The evening served as a fundraiser for Freakout Festival, which recently turned into a nonprofit organization and will be hosting their multi-day festival in early November. Despite the fact that the event was a fundraiser, the festival organizers didn’t seem to push too hard. They sold raffle tickets for swag packages and commented a bit about how their goal was partially to connect local musicians such as the Seattle-based opener, The Cumbieros, with international acts such as Sonido Gallo Negro. As a nonprofit boob myself, I certainly appreciate a light-touch sales pitch, but I did find myself hoping that Freakout hit their fundraising goals for the eve.
When the time came, seven of the nine members of Sonido Gallo Negro took the stage dressed head-to-toe in black, with the exception of a giant white X on each of their t-shirts. They immediately set the mood with a krautrock-influenced instrumental, then dove deeper into their unique brand of psychedelic cumbia, with “Chaneque” from 2019’s Unknown Future EP. Throughout the remainder of the set, they pulled generously from throughout their catalog of five full-length albums and many more EPs, compilations, and singles.
Sonido Gallo Negro know how to honor the musical roots of Peruvian cumbia but also incorporate plenty of modern rock sensibilities, effect pedals, and dynamic timings to create a blend of old-world-meets-new that is singularly their own. Their use of multimedia elements also heighten their psychedelic production. Images projected behind the band began with a crudely-rendered cowboy hat animation that looked like it was being drawn in real-time; they later progressed to become more polished and graphical in feel.
By the time they were five tracks in, Sonido Gallo Negro had ramped up the pace from slower grooves to something more frenetic. As they played “Yanga” from their 2022 record, Paganismo (Paganism), the band oscillated between surf rock riffs, funky basslines, scat-like vocals, and slightly discordant drum patterns. Meanwhile, images of a primary-colored monkey sailed behind them in a timewarp universe – and one couldn’t help but to think about the past and the future, all compounding upon each other at once.
Later in the set, the projections reached their most satisfying phase, as the repeating giant head of an Olmec statue appeared on-screen. Initially, they moved side-by-side neatly, as if on a conveyor belt. When tracks like “Cumbia Disco Energy” brought the dance to more epic proportions, the Olmec heads mirrored through a pulsating tunnel until they finally twirled upon themselves in circles, reaching infinity.
Even without projections, however, Sonido Gallo Negro’s music is evocative and cinematic enough. Their driving rhythms induce something akin to a playful trance state, encouraging comical visuals and loose storylines which flood into the mind’s eye as their sonic narratives unfold.
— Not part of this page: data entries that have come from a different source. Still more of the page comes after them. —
PR #922, opened 2022-05-23
feat(native-connectors): pass random state to native connector sdk

darcyYe:
## Summary

Pass random state to native connector SDK.

## Testing

UTs.

### DIFF
--- a/packages/connector-alipay-native/src/index.ts
+++ b/packages/connector-alipay-native/src/index.ts
@@ -56,10 +56,10 @@ export default class AlipayNativeConnector implements SocialConnector {
     }
   };
 
-  public getAuthorizationUri: GetAuthorizationUri = async () => {
+  public getAuthorizationUri: GetAuthorizationUri = async (_redirectUri, state) => {
     const { appId } = await this.getConfig(this.metadata.id);
 
-    const queryParameters = new URLSearchParams({ app_id: appId });
+    const queryParameters = new URLSearchParams({ app_id: appId, state });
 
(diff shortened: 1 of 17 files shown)


packages/connector-alipay-native/src/index.ts
```diff
@@ -61,10 +61,10 @@ export class AlipayNativeConnector implements SocialConnector {
     }
   };
 
-  public getAuthorizationUri: GetAuthorizationUri = async () => {
+  public getAuthorizationUri: GetAuthorizationUri = async (_redirectUri, state) => {
```
demonzoo, line 64: Seems we only used the second param here. Curious why

demonzoo: If we really don't care about the first param, we can use `_`. e.g.
```
async (_, state) => 
```

demonzoo (approved):

packages/connector-alipay-native/src/index.ts
darcyYe: For native SDKs, they only need `state`. `redirectUri` is sometimes required by some social connectors as part of validation. I was thinking of changing the `GetAuthorizationUri`input to be `(state: string, redirectUri?: string)` (currently, is `(redirectUri: string, state: string)`).
Which implementation is preferred?

demonzoo: If `state` is indeed a required param, then my choice would be exchanging their positions.

PR #924, opened 2022-05-23
refactor(shared): getFileContents

xiaoyijun:
## Summary

refactor(shared): getFileContents

## Linear Issue Reference

* LOG-2324

## Testing

UT & Test in AC


xiaoyijun:
We may not need this in the future, so converted to draft.

PR #925, opened 2022-05-23
fix: connectors platform

wangsijie:
## Summary

Change 3 connectors' platform to universal.

## Linear Issue Reference

LOG-2461

## Testing

Local tested in web, for native cases, awaiting our bug bash.


xiaoyijun (approved):
LGTM

PR #929, opened 2022-05-23
refactor(ui): use postMessage on preview

simeng-li:
## Summary

Use postMessage on preview.

1. Replace iframe URL config qs with the post message methods. 
   - Add postMessage event on AC to pass the config 
   - Add message event listener on UI to pick up the config updates
2. Update the usePreview hook. Dynamically update all the settings.
3. Remove the preview useApi hook blocker
4. Add pointer-events none styling at main element under preview mode 

https://user-images.githubusercontent.com/36393111/169834116-0a0d5e9b-a389-4bbe-a900-8fcf66c32247.mp4

## Linear Issue Reference

log-2591

## Testing

test locally
@logto-io/eng

### DIFF
--- a/packages/console/src/pages/SignInExperience/components/Preview.tsx
+++ b/packages/console/src/pages/SignInExperience/components/Preview.tsx
@@ -67,22 +67,14 @@ const Preview = ({ signInExperience, className }: Props) => {
   }, [config]);
 
   useEffect(() => {
-    const onIFrameLoadHandler = (event: MessageEvent) => {
-      if (event.origin !== window.location.origin) {
-        return;
-      }
-
-      if (event.data.sender === 'logto_ui' && event.data.pageReady) {
-        postPreviewMessage();
-      }
-    };
-
     postPreviewMessage();
 
-    window.addEventListener('message', onIFrameLoadHandler);
+    const iframe = previewRef.current;
+
+    iframe?.addEventListener('load', postPreviewMessage);
 
     return () => {
-      window.removeEventListener('message', onIFrameLoadHandler);
+      iframe?.removeEventListener('load', postPreviewMessage);
     };
   }, [postPreviewMessage]);
 
--- a/packages/console/src/pages/SignInExperience/components/Preview.tsx
+++ b/packages/console/src/pages/SignInExperience/components/Preview.tsx
@@ -2,7 +2,7 @@ import { Language } from '@logto/phrases';
 import { AppearanceMode, ConnectorDTO, ConnectorMetadata, SignInExperience } from '@logto/schemas';
 import classNames from 'classnames';
 import dayjs from 'dayjs';
-import React, { useMemo, useState } from 'react';
+import React, { useEffect, useMemo, useState, useRef, useCallback } from 'react';
 import { useTranslation } from 'react-i18next';
 import useSWR from 'swr';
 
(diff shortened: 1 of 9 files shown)


packages/ui/src/App.tsx
```diff
@@ -13,24 +13,26 @@ import Register from './pages/Register';
...
-  const [isPreview, previewSettings] = usePreview();
+  const [isPreview] = usePreview(context);
 
   useEffect(() => {
+    if (isPreview) {
+      document.body.classList.add('preview');
+
+      return;
+    }
+
```
gao-sun, line 31: should we remove css class if not preview?

gao-sun: also should we use js variable (`styles.xyz`) for these "static" classes? you can import styles like normal scss modules as well.

packages/console/src/pages/SignInExperience/components/Preview.tsx
```diff
@@ -43,19 +44,48 @@ const Preview = ({ signInExperience, className }: Props) => {
...
+      if (event.origin !== window.location.origin) {
+        return;
+      }
+
+      if (event.data.sender === 'logto_ui' && event.data.pageReady) {
+        postPreviewMessage();
+      }
+    };
+
+    postPreviewMessage();
```
demonzoo, line 80: Should it be called at this line as well?

packages/ui/src/hooks/use-preview.ts
```diff
@@ -1,48 +1,80 @@
...
-const usePreview = (): [boolean, PreviewConfig?] => {
-  const { preview, config } = parseQueryParameters(window.location.search);
+const usePreview = (context: Context): [boolean, PreviewConfig?] => {
+  const [previewConfig, setPreviewConfig] = useState<PreviewConfig>();
+  const { setTheme, setExperienceSettings, setPlatform } = context;
 
-  const previewConfig = useMemo(() => {
-    if (!preview || !config) {
+  const { preview } = parseQueryParameters(window.location.search);
+  const isPreview = useMemo(() => preview === 'true', [preview]);
```
demonzoo, line 24: The `useMemo` here is not necessary, as this is not an "expensive calculation"

packages/console/src/pages/SignInExperience/components/Preview.tsx
simeng-li: yes, on config change should call postMessage to the openWindow

packages/ui/src/App.tsx
simeng-li: > should we remove css class if not preview?

Since it comes from the query param and in our use case it won't be updated, should be fine?

simeng-li: hmm, intend to add it at the body level for all these `static` classes as a global scope classname. Just incase any nested elements need to pick it up.

packages/ui/src/hooks/use-preview.ts
simeng-li: good point. Seems like a redundant code I left.

packages/ui/src/hooks/use-preview.ts
```diff
@@ -1,48 +1,80 @@
...
+
+  useEffect(() => {
+    // Init i18n
+    void initI18n();
+
+    // Post page ready message to the parent window
+    window.parent.postMessage({ pageReady: true, sender: 'logto_ui' }, window.location.origin);
```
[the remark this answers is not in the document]
simeng-li: The parent window's initial postMessage may fire before the child window is well loaded. So it won't pick up the init configs. Have to fire a page-ready event, and force sync the initial config.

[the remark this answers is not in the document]
demonzoo: Isn't there a `load` event that the parent can listen to the iFrame? Once the iFrame is loaded, it emits the `load` event, and parent can then postMessage to the iFrame.
Will this work?

packages/console/src/pages/SignInExperience/components/Preview.tsx
demonzoo: But how? This useEffect doesn't seem to be designed to call multiple times, as there is only one static dependency. So how could it postMessage to "the openWindow" on config change?
And btw, does openWindow refer to the iFrame window?

demonzoo (approved):
Look good to me

packages/ui/src/App.tsx
simeng-li: updated

PR #931, opened 2022-05-24
feat(core): serve connector logo

wangsijie:
## Summary

1. If a connector's logo url is a relative path, load asset and replace with base64url.
2. Connectors are now imported dynamic, then we can support add connector without changing core code. (in the future, there is still a small TODO)

## Linear Issue Reference

LOG-2594

## Testing

Local tested.


darcyYe (approved):
LGTM

packages/core/src/connectors/index.ts
```diff
@@ -1,39 +1,57 @@
...
-  new FacebookConnector(getConnectorConfig),
-  new GithubConnector(getConnectorConfig),
-  new GoogleConnector(getConnectorConfig),
-  new SendGridMailConnector(getConnectorConfig),
-  new TwilioSmsConnector(getConnectorConfig),
-  new WeChatConnector(getConnectorConfig),
-  new WeChatNativeConnector(getConnectorConfig),
-];
+// eslint-disable-next-line @silverhand/fp/no-let
+let cachedConnectors: IConnector[] | undefined;
```
demonzoo, line 14: Why do we need to define the variable here? Can it be moved into the `loadConnectors` function?

demonzoo (approved):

Their theremin and swirling flute interacted with one another from across the stage. Though they sometimes played in similar keys and registers, the themerin’s wiggliness felt like a ghost embarking on a haunting, while the flute served to be the slightly more stable counterpart.
Another highlight of the evening came with the track “The Model,” also from Paganismo (Paganism). The track felt something akin to a plodding cowboy in a Western movie, riding along in his horse – until alien vocoder vocals kicked in to bring said cowboy into outerspace.
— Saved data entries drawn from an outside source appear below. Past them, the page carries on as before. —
PR #932, opened 2022-05-24
refactor(ui): add preview social connectors filter

simeng-li:
## Summary

add preview social connectors filter

Since. under preview mode we need to enable all possible native connectors, add a `filterPreviewSocialConnectors` method that does not rely on the nativeSDK injection.
 

## Linear Issue Reference

log-2593

## Testing

test locally
@logto-io/eng

### DIFF
--- a/packages/ui/src/hooks/utils.test.ts
+++ b/packages/ui/src/hooks/utils.test.ts
@@ -1,6 +1,6 @@
 import { ConnectorData } from '@/types';
 
-import { filterSocialConnectors } from './utils';
+import { filterSocialConnectors, filterPreviewSocialConnectors } from './utils';
 
 const mockConnectors = [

“Cumbia Ishtar” from 2018’s Mambo Cósmico also took one on a journey, though its Egyptian-inspired imagery reminded one more of giant sand dunes. A most ridiculous moment emerged with the track “Cumbia de Las Picaditas;” I laughed to myself as I pictured some kind of Arabian Nights tale being retold through a wild organ solo conducted by the phantom in The Phantom of the Opera.
All in all, Sonido Gallo Negro have done such a great job with choosing their core sounds — and so many of them are multi-instrumentalists — that practically any mix-and-match they do yields entertaining results. Whether it be through vocal effects, pedal tones, playful musical instruments, or just the band’s general expertise and tightness, the dynamic way they navigate rhythm sets the stage for the curious mind to wander. The dancing body then follows suit…
This evening at Nectar Lounge, the room was at least half-Latin, with many Spanish speakers, buffered by folks of many other ethnicities. The mixed crowd was getting down, which can be a rare sight in some parts of semi-rigid Seattle.
For my part, I felt like a possessed little blissful dummy and literally couldn’t stop smiling the whole time. Sonido Gallo Negro took me on a dizzying, delightful journey — one which interchangeably swept my soul onto a horse, then a camel, then a UFO… and who knows where else. Afterwards, I floated out of the venue into the starry night, cumbia synthlines stuck in my head long, long, long after the last note had been played.